• [Your goal]: Beginning with the line that contains "cindygl/17_images_blur.html" in the material below, print each line exactly until the line that contains "This adds elementary" has been printed, then stop.

Supplied records Start Marker

PR #335, opened 2016-05-09
New representation of images

gagern:
I recently started working on video support. Videos are mostly like images, since they can be passed as an argument to a `CanvasRenderingContext2D.drawImage` call or a `WebGLRenderingContext.texImage2D` call. But some other things are different. In particular, `width` and `height` represent the attributes of these names, and will therefore be missing if no such attributes were given for the DOM element. The native size of the image is `videoWidth` resp. `videoHeight`.

This change here abstracts away that difference, by introducing an intermediate layer. Now an image object has `ctype:"image"` and `value:{img,width,height,ready,whenReady,…}`. The `value.img` element is the actual HTMLImageElement or HTMLCanvasElement or HTMLVideoElement in question. The width and height are computed in a suitable fashion. An image is considered ready when it's fully loaded, but a video is considered ready as soon as we have sufficient metadata to know its size. We might want to wait for some other state here, I'm not sure. Getting the `ready` flag out of the image element avoids conflict with future or vendor-specific extensions. The `whenReady` function allows registering a callback to be invoked once the image is ready, abtracting away the different underlying events.

The instance-global `images` dictionary now holds complete image objects, i.e. including the outer layer with its `ctype` and `value` properties. This should make some things more consistent.

### DIFF
--- a/examples/Bastelbogen.html
+++ b/examples/Bastelbogen.html
@@ -172,18 +172,14 @@ function utf8Decode(bytes) {
 createCindy.registerPlugin(1, "imgmeta", function(api) {
     api.defineFunction("xmpdescription", 1, function(args, modifs) {
         var img = api.evaluate(args[0]);
-        if (img.ctype === "image") { // dropped image file
-            img = img.value;
-        } else if (img.ctype === "string") {
-            img = api.getImage(img.value);
-            if (!img || !img.src) {
-                console.warn(img.value + " does not name an image");
-                return api.nada;
-            }
-        } else {
+        console.log(img);
+        img = api.getImage(img);
+        console.log(img);
+        if (!img) {
             console.warn("Argument does not name an image");
             return api.nada;
         }
+        img = img.img;
         var data = img.src.replace(/^data:image\/png;base64,/, "");
         if (data === img.src) {
             console.warn("Only data:image/png;base64,… supported");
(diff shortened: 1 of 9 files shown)


examples/Bastelbogen.html
```diff
@@ -172,18 +172,14 @@
...
-        if (img.ctype === "image") { // dropped image file
-            img = img.value;
-        } else if (img.ctype === "string") {
-            img = api.getImage(img.value);
-            if (!img || !img.src) {
-                console.warn(img.value + " does not name an image");
-                return api.nada;
-            }
-        } else {
+        console.log(img);
```
strobelm: Some debug code still active here

plugins/cindygl/src/js/CanvasWrapper.js
```diff
@@ -4,22 +4,21 @@
 function addCanvasWrapperIfRequired(name, api) {
   if (!canvaswrappers.hasOwnProperty(name)) {
     let img = api.getImage(name, true); //this might be a canvas as well
```
strobelm: 'let' should be 'var' to keep ecmascript 5 compatibility.

strobelm:
The code looks fine to me (only minor remarks). 
Some examples seem to be broken (also in the master branch):
cindygl/22_explorer.html
cindygl/17_images_blur.html
@montaga can you comment on them?

plugins/cindygl/src/js/CanvasWrapper.js
gagern: CindyGL, like Cindy3D, will be cross-compiled by Closure from ES6 to ES5. It has ES6 syntax all over the place.

PR #336, opened 2016-05-09
Webcam support

gagern:
This adds elementary webcam support to CindyJS, in the form of a `cameravideo()` function. It builds on the new internal image representation suggested in #335. So it may make sense to review that first, unless you want to review both at once here. You can also look at [the diff relative to that](https://github.com/gagern/CindyJS/compare/images...webcam), if you want to discuss this feature here before #335 has been merged.

Note that CindyGL support doesn't work with this new feature yet. That's a separate endeavor.

### DIFF
--- a/examples/Bastelbogen.html
+++ b/examples/Bastelbogen.html
@@ -172,18 +172,14 @@ function utf8Decode(bytes) {
 createCindy.registerPlugin(1, "imgmeta", function(api) {
     api.defineFunction("xmpdescription", 1, function(args, modifs) {
         var img = api.evaluate(args[0]);
-        if (img.ctype === "image") { // dropped image file
-            img = img.value;
-        } else if (img.ctype === "string") {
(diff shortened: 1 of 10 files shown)


strobelm:
The code looks good and works on firefox, but i couldn't get it running with chromium or chrome. Can someone very that?

gagern:
@strobelm: I've tested on chrome. Apparently it doesn't allow local files access to the webcam. So I used [the `st` module](https://www.npmjs.com/package/st): `npm install st` followed by `node_modules/.bin/st -nc` then visited http://127.0.0.1:1337/examples/webcam1.html. Perhaps we should declare `st` as a dev dependency of CindyJS, and suggest its use somewhere in the documentation?

montaga:
Alternatively, you can also run chrome with the --allow-file-access-from-files flag.

strobelm:
I added a note in the example how work around the problem.

PR #337, opened 2016-05-10
CindyGL: New representation of images

montaga:
This pull request includes #335 and #336.

The new image-representation was tranfered to CindyGL.
Now it is possible to exchange image objects, accessing the webcam and using drag&drop in CindyGL. Examples were added.


gagern:
Thanks for bringing all these things together!

This does not include all of #336, but the core of it. Nevertheless, it will conflict (due to semi-manual beautification in 4664483a2fa99e0260baeef1eb97c9cf3bf71abf vs. automatic beautification in e5d4b2f349585e33b39df1b9cddfb498ebcae88a), so you may want to merge my `newinternalimagestructure` branch where I resolved the conflict.

I don't feel that it would be good for me to review my own contributions to this. So I'll concentrate on [the diff relative to \#336](https://github.com/gagern/CindyJS/compare/4664483a2fa99e0260baeef1eb97c9cf3bf71abf...57d8bb9d4fce951fc1e4a445b8dd54564c920f15), and wait for that one to get reviewed by @strobelm or someone else. Although those changes are almost completely restricted to the CindyGL directory tree, except for changes to `imageready` and an error message in `if`, both of which I introduced myself in f77748d99f778d2e6c75c6f50dcb14585ecd0d37. So I'd be OK with having these changes merged once #336 is in, but I'll try to give it some review nonetheless.

I just gave `examples/cindygl/25_dragdrop.html` a try, and observed the following: Dropping an image into the area looked correct at first, but when I started dragging the points, then suddenly the upper portion of the canvas would be covered by the undimmed and apparently unscaled image, while the lower portion updated as intended. Any clue why this is happening?

montaga:
Thank you for giving examples/cindygl/25_dragdrop.html a try. There was a bug with the computation of the texturecoordinates. It should be fixed now.

PR #339, opened 2016-05-10
Avoid Number.isFinite in favor of unqualified isFinite function

### LINKED ISSUE #338: Number.isFinite not supported old versions of Safari
When trying CindyJS I noticed that it does not work anymore on the old M10-Macbook. The reason for that is that Number.isFinite is used, which is not supported by Safari (<9).
According to https://developer.mozilla.org/en-US/docs/Web/JavaScript/Reference/Global_Objects/Number/isFinite it is not supported by IE at all.
Instead we could use isFinite.

gagern:
The former is an ES6 addition, so we should stick to the latter for ES5 (plus typed arrays) compatibility.

This fixes #338. @montaga, can you please test using that same equipment?

### DIFF
--- a/src/js/Setup.js
+++ b/src/js/Setup.js
@@ -71,6 +71,10 @@ var haveCanvas = function(canvas) {
     return canvas;
 };
 
+var isFiniteNumber = Number.isFinite || function(x) {
+    return (typeof x === 'number') && isFinite(x);
+};
+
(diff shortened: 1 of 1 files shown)


montaga:
Now CindyJS works on "the old M10-Macbook" again :+1:

PR #343, opened 2016-05-17
Segment clipping

### LINKED ISSUE #332: Do not draw segments beyond boundary of canvas
Segments should be clipped to canvas in `Render2D.drawsegcore`. This is a follow up of #292.

Does anyone have an idea how to achieve this without too many case distinctions?

kranich:
This is based on #292 and should fix #332.

I am not too happy with the performance of examples/18_CompleteGraph.html after these changes. Suggestions of improvements are generally very welcome.

### DIFF
--- a/src/js/libcs/Render2D.js
+++ b/src/js/libcs/Render2D.js
@@ -523,9 +523,9 @@ Render2D.drawline = function(homog) {
     // do not draw beyond canvas boundary
     var m = csport.drawingstate.matrix;
     var b1 = [m.a, m.b, m.tx]; // left boundary
-    var b2 = [m.a, m.b, m.tx - csctx.canvas.width]; // right boundary
+    var b2 = [m.a, m.b, m.tx - csw]; // right boundary
     var b3 = [m.c, m.d, m.ty]; // upper boundary
-    var b4 = [m.c, m.d, csctx.canvas.height - m.ty]; // lower boundary
+    var b4 = [m.c, m.d, csh - m.ty]; // lower boundary
     if (l[0] === 0) { // horizontal line
         Render2D.drawsegcore(crossxy(l, b1), crossxy(l, b2));
         return;
--- a/src/js/libcs/Render2D.js
+++ b/src/js/libcs/Render2D.js
@@ -569,13 +569,7 @@ Render2D.clipLineCore = function(a, b, c) {
 
 Render2D.clipLine = function(homog) {
     // transformation to canvas coordinates
-    var m = csport.drawingstate.matrix;
-    var mInverse = List.inverse(List.realMatrix([
-        [m.a, -m.b, m.tx],
-        [m.c, -m.d, -m.ty],
-        [0, 0, 1]
-    ]));
-    var n = List.normalizeMax(List.productMV(List.transpose(mInverse), homog));
+    var n = List.normalizeMax(List.productMV(List.transpose(csport.toMat()), homog));
     var a = n.value[0].value.real;
     var b = n.value[1].value.real;
     var c = n.value[2].value.real;
--- a/src/js/libcs/Render2D.js
+++ b/src/js/libcs/Render2D.js
@@ -547,16 +547,18 @@ Render2D.drawline = function(homog) {
         y: (-c - a * xMin) / b
     });
 
-    var toUserSpace = function (p) {
-        var q = List.productMV(mInverse, List.realVector([p.x, p.y, 1]));
-        return {
-            x: q.value[0].value.real / q.value[2].value.real,
-            y: q.value[1].value.real / q.value[2].value.real
-        };
-    };
+    if (erg.length === 2 && Render2D.lsize >= 0.01) {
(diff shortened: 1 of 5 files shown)


src/js/libcs/Render2D.js
```diff
@@ -499,60 +535,68 @@ Render2D.drawpoint = function(pt) {
...
-    };
+Render2D.clipLine = function(homog) {
+    // transformation to canvas coordinates
+    var m = csport.drawingstate.matrix;
+    var mInverse = List.inverse(List.realMatrix([
+        [m.a, -m.b, m.tx],
+        [m.c, -m.d, -m.ty],
+        [0, 0, 1]
+    ]));
+    var n = List.normalizeMax(List.productMV(List.transpose(mInverse), homog));
```
gagern: Compare this to [my `csport.toMat`](https://github.com/gagern/CindyJS/blob/7198d9d0f76080528c91006a9d05022badf6408a/src/js/libgeo/GeoState.js#L87-L95) from #280. Perhaps you want to include that here? If so, please make sure to use the same source code location, so that git will recognize the two additions as equivalent and not require manual conflict resolution.

src/js/libcs/Render2D.js
```diff
@@ -499,60 +535,68 @@ Render2D.drawpoint = function(pt) {
...
-        l[2] * b2[0] - l[0] * b2[2],
-        l[0] * b2[1] - l[1] * b2[0]
-    ];
-
-    var pt1 = {
-        x: erg1[0] / erg1[2],
-        y: erg1[1] / erg1[2]
+Render2D.clipLineCore = function(a, b, c) {
+    // clip to canvas boundary (up to line size)
+    var margin = Math.sqrt(0.5) * Render2D.lsize;
```
gagern: I'd like to see `Math.sqrt(0.5)` as a constant somewhere so we don't have to re-compute it every time we run this code.

src/js/libcs/Render2D.js
```diff
@@ -373,6 +373,32 @@ Render2D.arrowShapes = {
     },
 };
 
+Render2D.onSegment = function(startpos, endpos, pt) {
+    var det = List.det(List.realMatrix([
+        [startpos.x, startpos.y, 1],
+        [endpos.x, endpos.y, 1],
+        [pt.x, pt.y, 1]
+    ]));
+    var onLine = CSNumber._helper.isAlmostEqual(det, CSNumber.zero, CSNumber.epsbig);
```
gagern: Do we need this check? The way I see it, all use cases of this function will ensure collinearity of points, so the relative positions are the only important thing.

src/js/libcs/Render2D.js
```diff
@@ -373,6 +373,32 @@ Render2D.arrowShapes = {
...
+Render2D.clipSegment = function(pt1, pt2) {
+    var clipPoints = Render2D.clipLineCore(pt1.y - pt2.y, pt2.x - pt1.x, pt1.x * pt2.y - pt2.x * pt1.y);
+    if (clipPoints.length !== 2) return [];
+    var res = [];
+    if (Render2D.onSegment(clipPoints[0], clipPoints[1], pt1)) res.push(pt1);
+    if (Render2D.onSegment(clipPoints[0], clipPoints[1], pt2)) res.push(pt2);
+    if (Render2D.onSegment(pt1, pt2, clipPoints[0])) res.push(clipPoints[0]);
+    if (Render2D.onSegment(pt1, pt2, clipPoints[1])) res.push(clipPoints[1]);
+    return res;
+};
```
gagern: I'm slightly worried about situations where endpoints and clippoints are *really* close, perhaps even equal. Then you might get more than 2 elements in that array. Can we find a method to avoid that? I guess I'll experiment a bit.

gagern:
On the whole I like the shape this is taking. I think it's reasonably easy to understand now, and should be fairly robust as well.

Some of my comments may help improve performance. And in kranich#2 I've suggested some code to hopefully further improve performance. So I'll wait for the comments to be addressed / answered and my code to be reviewed, then I think we should be ready to go.

kranich:
@gagern I have incorporated your changes and suggestions. Please review.

src/js/libcs/Render2D.js
```diff
@@ -569,13 +569,7 @@ Render2D.clipLineCore = function(a, b, c) {
...
 Render2D.clipLine = function(homog) {
     // transformation to canvas coordinates
-    var m = csport.drawingstate.matrix;
-    var mInverse = List.inverse(List.realMatrix([
-        [m.a, -m.b, m.tx],
-        [m.c, -m.d, -m.ty],
-        [0, 0, 1]
-    ]));
-    var n = List.normalizeMax(List.productMV(List.transpose(mInverse), homog));
+    var n = List.normalizeMax(List.productMV(List.transpose(csport.toMat()), homog));
```
gagern: Minor simplification: one could use `productVM` in order to avoid the `transpose` step.

PR #344, opened 2016-05-19
Minor simplification

kranich:
Follow up of #343.

> Minor simplification: one could use productVM in order to avoid the transpose step.

@gagern Thanks for the suggestion.


kranich:
@gagern Again, this makes the complete graph example noticeably faster!

PR #345, opened 2016-05-19
Consistent text sizes using defaultAppearance

gagern:
This is yet another attempt to address #49, taking the direction discussed by the dev team some time ago:

* The CindyJS default remains at 20
* Cinderella exports `defaultAppearance: { textsize: 12, … }` (already does so for some time now)
* This defaultAppearance affects both `drawtext` and geometric elements, so that the default exported by Cinderella is enough to provide full Cinderella compatibility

Supplied records End Marker

• [Reply]:
cindygl/17_images_blur.html
@montaga can you comment on them?

plugins/cindygl/src/js/CanvasWrapper.js
gagern: CindyGL, like Cindy3D, will be cross-compiled by Closure from ES6 to ES5. It has ES6 syntax all over the place.

PR #336, opened 2016-05-09
Webcam support

gagern:
This adds elementary webcam support to CindyJS, in the form of a `cameravideo()` function. It builds on the new internal image representation suggested in #335. So it may make sense to review that first, unless you want to review both at once here. You can also look at [the diff relative to that](https://github.com/gagern/CindyJS/compare/images...webcam), if you want to discuss this feature here before #335 has been merged.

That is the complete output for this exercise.